(Task objective): Print every record word for word.
Data records START
PR #102, opened 2016-09-18
docType should not be empty

dericed:


robUx4:
Do we want a max size ?
Maybe someday the doctype may be extended with more subtle uses like extensions and such.

dericed:
I initially had it as `>0`. I could put that back.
Data records END
(Reply to the task):
PR #102, opened 2016-09-18
docType should not be empty

dericed:


robUx4:
Do we want a max size ?
Maybe someday the doctype may be extended with more subtle uses like extensions and such.

dericed:
I initially had it as `>0`. I could put that back.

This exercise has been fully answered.